O suplemento Ípsilon do jornal Público dava-lhe destaque através de um excelente artigo assinado por Luís Miguel Queirós que dava conta, entre muitos outros assuntos, da febre jamesiana que assolou os espíritos literários de autores de língua inglesa. Entre eles contava-se David Lodge com o seu romance Autor, Autor – a exultação do público que clama pela presença do autor da peça em palco para uma ovação –, prontamente editado em Portugal pelas mãos das Edições Asa e que, havendo-me recordado da ocasião – e julgo não estar enganado –, mereceu a presença do escritor britânico por terras lusas para a apresentação do livro.
Devidamente apetrechado da minha oneomania literária – conceito aprofundado, com rigor científico, pela revista Certa dos hipermercados Continente [verídico, aparte a cientificidade] – lá adquiri o exemplar de Lodge que abri para de súbito fechar. Pareceu-me grotesca uma primeira parte, com pouco mais de quarenta páginas, recheada de diálogos e de coloquialismos da criadagem quando o tema central abordava precisamente o epítome da estética literária e do bom gosto, mesmo que a intenção de Lodge fosse o da destrinça de grandezas pela justaposição de hierarquias ou o do mero confronto de estilos.
Assim que saiu O Mestre, retomei o que abandonara havia pouco mais de um ano, o romance de David Lodge. E não me enganei por muito, apesar da, prognosticada por mim, inversão nas restantes três partes, mas:
«Henry levantou-se da cama e esvaziou copiosamente a bexiga para um bacio. Ao arrumá-lo de novo na mesa-de-cabeceira sentiu, como sempre uma leve pontada de remorso por dar à criada a tarefa de o despejar (…)» (pág. 240)
«Aguardou, esperançado, algum movimento intestinal que pudesse pressagiar evacuação, mas não recebeu essa graça.» (pág. 244)
Em suma, sobre Henry James, apetece-me ironizar, parece que Lodge escreveu para a TV Guia e Tóibín para a Yale Review.

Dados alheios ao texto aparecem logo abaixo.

PR #729, opened 2025-05-26
Add `Select` compatibility component

### LINKED ISSUE #593: `<Select>` API bridge
Create an API bridge from [iTwinUI `<Select>`](https://itwinui.bentley.com/docs/select).

- [x] `Select` #729
- [ ] `LabeledSelect`

r100-stack:
Partially addresses #593 by adding an `Select` compatibility component. Since this PR is already too large, `LabeledSelect` will come in a separate PR.

Since StrataKit only supports native mode, this compatibility component also only supports the native mode. i.e. `native` prop is marked as: "NO-OP: Will always be in native mode."

~Also re-exports the following types: `SelectOption`, `SelectValueChangeEvent`.~ No longer exporting it for simplicity.

---

`NativeSelect` related props that are implemented:
* `SelectCommonProps`: `disabled`
* `NativeSelectProps`: `value`, `onChange`, `options`, `defaultValue`, `triggerProps`, `multiple`
* `NativeSelectStyleTypeProps`: none

`NativeSelect` related props that are not implemented:
* `SelectCommonProps`: `size` (No StrataKit equivalent), `status` (No StrataKit equivalent)
* `NativeSelectProps`: `required` (No StrataKit equivalent)
* `NativeSelectStyleTypeProps`: `styleType`, `placeholder`

`Omit<React.ComponentPropsWithoutRef<"div">, "onChange" | "placeholder" | "value" | "defaultValue">` is also supported.

No `CustomSelect` props are implemented.

---

<details><summary>PR information that became outdated because of no more discriminated unions</summary>

The current approach around how the types are defined is an attempt to retain as much of the types as possible. 

The current approach works well except that explicit types for `selectedItemRenderer` and `onChange` are now required by consumers to fix type errors. This may be the case for other props too.

E.g. [Diff required for iTwinUI stories to work](https://github.com/iTwin/design-system/compare/98b4f7d92ef4e8599e7125f222e48bd87b2e1bbe...43a87a56617bdb4af13a1cf284152e0a8d3667de).

```diff
<Select
	options={options}
	value={selectedValue}
- 	onChange={(value) => setSelectedValue(value)}
+ 	onChange={(value: string) => setSelectedValue(value)}
	placeholder="Placeholder text"
	itemRenderer={(option) => (
		<MenuItem style={{ color: option.value }}>{option.label}</MenuItem>
	)}
- 	selectedItemRenderer={(option) => (
+ 	selectedItemRenderer={(option: SelectOption<string>) => (
		<span style={{ backgroundColor: option.value }}>{option.label}</span>
	)}
/>
```

This is why I felt it was helpful to re-export the `SelectOption` and `SelectValueChangeEvent` types.

This new necessity for explicit types might have something to do with the discriminated union not working in some cases (e.g. for `multiple`). Here are the generated types even when multiple is set to `false/undefined` or `true`:

```ts
IuiCustomSelectTransformedProps<string>.selectedItemRenderer?:
| ((option: SelectOption<string>) => React.JSX.Element)
| ((options: SelectOption<string>[]) => React.JSX.Element)
| undefined

IuiCustomSelectTransformedProps<T>.onChange?:
| ((value: string, event: React.ChangeEvent<HTMLSelectElement>) => void)
| ((value: string) => void)
| ((value: string, event: SelectValueChangeEvent) => void)
| undefined
```

For `selectedItemRenderer`, notice how the types include the types for both the single and multiple cases. 

For `onChange`, notice how the types include the types for multiple cases across discriminated unions.

Open to suggestions for alternative approaches, if any, to address this.

</details> 

Since we removed discriminated  unions on the `native` prop (https://github.com/iTwin/design-system/pull/729#discussion_r2150047315), now any props related to `CustomSelect` need to be removed by consumers. E.g. `popoverProps`, `itemRenderer`, `selectedItemRenderer`.

Additionally, since `multiple` is not supported in Native select, `multiple` is not supported in this compat component too. So, `onChange` will need to be updated accordingly.

```diff
- onChange={(val, event) =>
- 	setValue((prev) =>
- 		event === "removed"
- 			? prev.filter((value) => val !== value)
- 			: [...(prev ?? []), val],
- 	)
- }
+ onChange={setValue}
```

Also, since native select only supports strings, consumers need to make the relevant changes.

```diff
- const options = [
-   { value: 1, label: 'Item #1' },
-   { value: 2, label: 'Item #2' },
-   { value: 3, label: 'Item #3' },
- ];
+ const options = [
+ 	{ value: "1", label: "Item #1" },
+ 	{ value: "2", label: "Item #2" },
+ 	{ value: "3", label: "Item #3" },
+ ];

- const [value, setValue] = React.useState<number | undefined>(undefined);
+ const [value, setValue] = React.useState<string | undefined>(undefined);
```


GerardasB (approved):

mayank99 (approved):
LGTM.

Would be nice to tackle `LabeledSelect` next.

PR #737, opened 2025-05-28
fix `Tree.Item` console warnings

### LINKED ISSUE #735: Errors logged in console when rendering <Tree> component
Several errors are logged in console when rendering `<Tree>` component with specific property values:
1. ```Warning: Received `true` for a non-boolean attribute `inert`.``` when actions array contains `Tree.ItemAction` with `visible: false`
2. ```Warning: Received `false` for a non-boolean attribute `error`.``` when `error` property is set to `false`. This can be worked around by passing `undefined` instead of `false` but according type definition `error` property accepts `boolean` values. https://github.com/iTwin/design-system/blob/5ee9d8c6e88883016ae60fcf21e05edba3fb62dd/packages/structures/src/TreeItem.tsx#L160

These error can be observed in this sandbox https://stackblitz.com/edit/vitejs-vite-b9lhmjv1?file=src%2FApp.tsx

Additionally noticed that there is `useCallback` hook rendered conditionally. https://github.com/iTwin/design-system/blob/5ee9d8c6e88883016ae60fcf21e05edba3fb62dd/packages/structures/src/TreeItem.tsx#L592 
This leads to an error when additional buttons are added:
1. Open same sandbox.
2. Press `Action 3`.

mayank99:
Fixes #735.
- `useCallback` called unconditionally.
- `error` destructured so it's excluded from `rest`.
- `inert` attribute set to string value (`"true"`) to support React 18.

### DIFF
--- a/.changeset/shaky-plums-wonder.md
+++ b/.changeset/shaky-plums-wonder.md
@@ -1,0 +1,5 @@
+---
+"@stratakit/structures": patch
+---
+
+Fixed console warnings raised from `<Tree.Item>` component.
--- a/packages/structures/src/TreeItem.tsx
+++ b/packages/structures/src/TreeItem.tsx
@@ -188,15 +188,17 @@ interface TreeItemProps extends Omit<BaseProps, "content" | "children"> {
  */
 const TreeItem = React.memo(
 	forwardRef<"div", TreeItemProps>((props, forwardedRef) => {
-		const { expanded, selected } = props;
 		const {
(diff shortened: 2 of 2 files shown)


knowler (approved):

GerardasB (approved):
`error destructured so it's excluded from rest.` - am I missing this change?

knowler (approved):

r100-stack (approved):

Apesar de tudo, isso não pretende significar que Autor, Autor não tenha os seus méritos. Julgo até que, na íntegra, consegue alcançar os seus objectivos, não conferindo, de forma propositada, juízo de valor algum ao próprio autor, o que em certas situações empresta um carácter mais informativo à biografia romanceada. Como exemplo, deixo aqui ficar este episódio delicioso, apesar de ser susceptível de encerrar uma aparência, de certa forma, mórbida, que retrata o processo de escrita de uma carta pela mão de Henry, que irá ser enviada ao seu irmão mais velho, William, a viver nos Estados Unidos, relatando os últimos minutos de vida da irmã Alice na sua casa em Londres:
«Nesse momento, e de uma forma estranha, difusa e comovente, o rosto dela pareceu tornar-se mais claro. Fui abrir a janela, para deixar entrar um pouco mais de luz da tarde (era um domingo luminoso, agradável e silencioso), e quando voltei para junto do leito ela [Alice James] tinha exalado o seu último suspiro.» Leu o parágrafo outra vez, riscou o lugar-comum «último suspiro» e substituiu-o por «o suspiro a que mais nenhum se seguiu». (pág. 169)
A propósito da culpa e do remorso sentidos pela morte da sua querida amiga Constance Fenimore Woolson, Henry lembrou-se das palavras de acusação escritas pela mãe de Flaubert numa carta que endereçou ao próprio filho e que este lhe contou, em tom de piada, num encontro de escritores na sua casa em Paris:
«A tua mania das frases secou-te o coração» (pág. 236).
David Lodge, Autor, Autor. Porto: Asa, 1.ª edição, Novembro de 2005, 426 pp. (tradução de Ana Maria Chaves; obra original: Author, Author, 2004).